Single-Cell Long-Read Library Preparation and Analysis (MAS-seq)
10x Genomics 3′ cDNA was processed using MAS-seq. HiFi reads were processed with SKERA, the PacBio workflow, and IsoQuant for isoform assignment. MARINE identified C>T edit loci, aggregated them by isoform, and calculated EditsC (ratio of edited cytosines to total cytosines).
Long-Read Pseudobulk EditsC and RNA
Pseudobulk EditsC and RNA values were calculated by summing edits/reads across cells per sample and then averaging across samples.
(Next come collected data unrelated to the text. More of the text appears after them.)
PR #1118, opened 2017-08-13
TidemanAndChieruzzi strategy

### LINKED ISSUE #1105: Specific strategy: Tideman and Chieruzzi
This is one of the remaining strategies from the first tournament and is described here: http://axelrod.readthedocs.io/en/stable/reference/overview_of_strategies.html#tideman-and-chieruzzi:

This strategy begins by playing Tit For Tat and then things get slightly complicated:

1. Every run of defections played by the opponent increases the number of defections that this strategy retaliates with by 1.
2. The opponent is given a ‘fresh start’ if:
        - it is 10 points behind this strategy
        - and it has not just started a run of defections
        - and it has been at least 20 rounds since the last ‘fresh start’
        - and there are more than 10 rounds remaining in the tournament
        - and the total number of defections differs from a 50-50 random sample by at least 3.0 standard deviations.

A ‘fresh start’ is a sequence of two cooperations followed by an assumption that the game has just started (everything is forgotten).

dmanc:
This is the implementation of Tideman and Chieruzzi's strategy from Axelrod's first tournament. 
Resolves #1105.

### DIFF
--- a/axelrod/strategies/axelrod_first.py
+++ b/axelrod/strategies/axelrod_first.py
@@ -589,3 +589,135 @@ class SteinAndRapoport(Player):
     def reset(self):
         super().reset()
         self.opponent_is_random = False
+
+
+class TidemanAndChieruzzi(Player):
+    """
+    This strategy begins by playing Tit For Tat and then things get slightly
+    complicated:
+
+    1. Every run of defections played by the opponent increases the number of
+    defections that this strategy retaliates with by 1.
+    2. The opponent is given a ‘fresh start’ if:
+        - it is 10 points behind this strategy
+        - and it has not just started a run of defections
+        - and it has been at least 20 rounds since the last ‘fresh start’
+        - and there are more than 10 rounds remaining in the tournament
+        - and the total number of defections differs from a 50-50 random sample
+        by at least 3.0 standard deviations.
+
+    A ‘fresh start’ is a sequence of two cooperations followed by an assumption
+    that the game has just started (everything is forgotten).
+
+    This strategy came 2nd in Axelrod’s original tournament.
+
+    Names:
+
+    - TidemanAndChieruzzi: [Axelrod1980]_
+    """
+
+    name = 'Tideman and Chieruzzi'
+    classifier = {
+        'memory_depth': float('inf'),
+        'stochastic': False,
+        'makes_use_of': {"game", "length"},
+        'long_run_time': False,
+        'inspects_source': False,
+        'manipulates_source': False,
+        'manipulates_state': False
+    }
+
+    def __init__(self) -> None:
+        super().__init__()
+        self.is_retaliating = False
+        self.retaliation_length = 0
+        self.retaliation_remaining = 0
+        self.current_score = 0
+        self.opponent_score = 0
+        self.last_fresh_start = 0
+        self.fresh_start = False
+
+    def _decrease_retaliation_counter(self):
+        """Lower the remaining owed retaliation count and flip to non-retaliate
+        if the count drops to zero."""
+        if self.is_retaliating:
+            self.retaliation_remaining -= 1
+            if self.retaliation_remaining == 0:
+                self.is_retaliating = False
+
+    def _fresh_start(self):
+        """Give the opponent a fresh start by forgetting the past"""
+        self.is_retaliating = False
+        self.retaliation_length = 0
+        self.retaliation_remaining = 0
+
+    def _score_last_round(self, opponent: Player):
+        """Updates the scores for each player."""
+        # Load the default game if not supplied by a tournament.
+        game = self.match_attributes["game"]
+        last_round = (self.history[-1], opponent.history[-1])
+        scores = game.score(last_round)
+        self.current_score += scores[0]
+        self.opponent_score += scores[1]
+
+    def strategy(self, opponent: Player) -> Action:
+        if not opponent.history:
+            return C
+
+        # Calculate the scores.
+        self._score_last_round(opponent)
+
+        # Check if we have recently given the strategy a fresh start.
+        if self.fresh_start:
+            self.fresh_start = False
+            return C  # Second cooperation
+
+        # Check conditions to give opponent a fresh start.
+        current_round = len(self.history) + 1
+        if self.last_fresh_start == 0:
+            valid_fresh_start = True
+        # There needs to be at least 20 rounds before the next fresh start
+        else:
+            valid_fresh_start = current_round - self.last_fresh_start >= 20
+
+        if valid_fresh_start:
+            valid_points = self.current_score - self.opponent_score >= 10
+            valid_rounds = self.match_attributes['length'] - current_round >= 10
+            opponent_is_cooperating = opponent.history[-1] == C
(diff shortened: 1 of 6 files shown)


axelrod/strategies/axelrod_first.py
```diff
@@ -589,3 +589,135 @@ def strategy(self, opponent: Player) -> Action:
...
+
+class TidemanAndChieruzzi(Player):
+    """
+    This strategy begins by playing Tit For Tat and then things get slightly
+    complicated:
+
+    1. Every run of defections played by the opponent increases the number of
+    defections that this strategy retaliates with by 1.
+    2. The opponent is given a ‘fresh start’ if:
+        - it is 10 points behind this strategy
```
drvinceknight: Need a space between this line and `2. The opponent is `

axelrod/strategies/axelrod_first.py
```diff
@@ -589,3 +589,135 @@ def strategy(self, opponent: Player) -> Action:
...
+        - and it has not just started a run of defections
+        - and it has been at least 20 rounds since the last ‘fresh start’
+        - and there are more than 10 rounds remaining in the tournament
+        - and the total number of defections differs from a 50-50 random sample
+        by at least 3.0 standard deviations.
```
drvinceknight: This needs to be at the same level of indentation as the previous line:

```
+        - and the total number of defections differs from a 50-50 random sample
           by at least 3.0 standard deviations.
```

axelrod/strategies/axelrod_first.py
```diff
@@ -589,3 +589,136 @@ def strategy(self, opponent: Player) -> Action:
...
+    complicated:
+
+    1. Every run of defections played by the opponent increases the number of
+    defections that this strategy retaliates with by 1.
+
+    2. The opponent is given a ‘fresh start’ if:
+        - it is 10 points behind this strategy
+        - and it has not just started a run of defections
+        - and it has been at least 20 rounds since the last ‘fresh start’
+        - and there are more than 10 rounds remaining in the tournament
```
drvinceknight: `in the match`

axelrod/tests/strategies/test_axelrod_first.py
```diff
@@ -437,3 +437,54 @@ def test_strategy(self):
...
+                   (D, D), (D, D), (D, C), (C, D), (D, D),
+                   (D, D), (D, D), (D, C), (D, D), (D, D)]
+
+        self.versus_test(opponent, expected_actions=actions,
+                         attrs={'current_score': 40, 'opponent_score': 35,
+                                'last_fresh_start': 14,
+                                'retaliation_length': 4,
+                                'retaliation_remaining': 1})
+
+
```
drvinceknight: To be a slight pain (this strategy really is excellently written), could we add a couple more tests please:

- Check the standard deviation condition (test similar actions where one is and one isn't within bounds)
- Check the `self.fresh_start` attribute

dmanc: In the description of the strategy
> and the total number of defections differs from a 50-50 random sample by at least 3.0 standard deviations.

I implemented this as ` if self.defections <= lower or self.defections >= upper:`
But I am now question what "total defections" means, would it be self.defections + opponent.defections?

drvinceknight: I agree that the wording is not completely clear but I am 99.9% sure that the way you have interpreted/implemented it is correct.

It makes sense to check the behaviour of the opponent.

drvinceknight:
This looks great. Thanks :+1:

One final request from me (sorry I should have realised this earlier). Can you modify https://github.com/Axelrod-Python/Axelrod/blob/master/docs/reference/overview_of_strategies.rst to show that this is now implemented please.

drvinceknight:
Thanks this looks good to me :+1:

axelrod/strategies/axelrod_first.py
```diff
@@ -589,3 +589,136 @@ def strategy(self, opponent: Player) -> Action:
...
+        current_round = len(self.history) + 1
+        if self.last_fresh_start == 0:
+            valid_fresh_start = True
+        # There needs to be at least 20 rounds before the next fresh start
+        else:
+            valid_fresh_start = current_round - self.last_fresh_start >= 20
+
+        if valid_fresh_start:
+            valid_points = self.current_score - self.opponent_score >= 10
+            valid_rounds = self.match_attributes['length'] - current_round >= 10
```
marcharper: What will happen if `length` is not supplied?

drvinceknight: You have dealt with this the correct way. When a length is not supplied the match tells the players that it's infinite (we have a few players that do this). 👍

drvinceknight: Could we add a test where we don't tell the match length to the players? 

Similar to the test for `Alexei` in this file: https://github.com/Axelrod-Python/Axelrod/blob/master/axelrod/tests/strategies/test_titfortat.py

drvinceknight: Except go for `match_attributes={"length": float('inf')}`, that's essentially equivalent to `-1` but more readable (I'll probably open a PR to that test file and change it).

dmanc: Wouldn't the behavior be different if I use -1? 
`valid_rounds = self.match_attributes['length'] - current_round >= 10` would be true if length was float('inf') and false if length was -1.

drvinceknight: Yup you're correct. 'float('inf')' is the correct choice here: in essence if match length is not known then that corresponds to an infinite match length from the point of view of the strategy.

In this case: are we within ten turns of the end? Probably not: we don't know when the end is. So it's essentially going to assume there is always more than 10 rounds remaining.

dmanc: Alright thanks, i'll make a quick change to the test.

axelrod/tests/strategies/test_axelrod_first.py
```diff
@@ -437,3 +437,78 @@ def test_strategy(self):
...
+        self.versus_test(opponent, expected_actions=actions,
+                         attrs={'current_score': 40, 'opponent_score': 35,
+                                'last_fresh_start': 14,
+                                'retaliation_length': 4,
+                                'retaliation_remaining': 1})
+
+        # Similar to the last test except the length is not given.
+        opponent = axelrod.Cycler('DDCDD')
+        self.versus_test(opponent, expected_actions=actions,
+                         match_attributes={'length': float('inf')})
```
drvinceknight: Is there a way to devise a test where the play plays differently when the match length is not given? Or even if the actions are the same, are the `attrs` different?

dmanc: Yes, I can change this test so with 15 rounds of play this strategy will give a fresh start on the last two rounds when the length is not given. Otherwise if the length was 15 it would defect on the last two rounds.

drvinceknight: Perfect!

drvinceknight:
Perfect! Thanks :+1:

Cell-Type-Specific EditsC and RNA Analysis
Pseudobulk datasets were filtered for transcripts possessing multiple isoforms per gene. Heatmaps were then generated to visualize cell-type-specific patterns.
EditsC and RNA Isoform Correlations
Pairwise Spearman correlations were computed between pseudobulk EditsC and RNA counts for genes exhibiting two or more isoforms.
Transcript Feature Analysis
This analysis involved obtaining 5′ UTR and 3′ UTR coordinates to calculate GC content, perform motif analysis (MEME, TomTom), and assess miRNA binding (TargetScanMouse) and ELAV binding sites.
Genome Browser Tracks
BED files containing SNP-filtered edit information were generated and subsequently visualized using IGV (Integrative Genomics Viewer).
Differential Transcript Analysis
Pairwise comparisons between cell types for pseudobulk EditsC and RNA expression were performed, aiming to identify discordant translated isoforms.
Statistics and Reporting
Experiments used at least three biological replicates, with mice randomly assigned to groups.
Experiments consistently utilized at least three biological replicates, with mice randomly assigned to experimental groups. While efforts were made to ensure robust data collection, blinding of experimenters was not always feasible. EPR and EditsC analyses were conducted without specific adjustments unless explicitly stated within the protocol.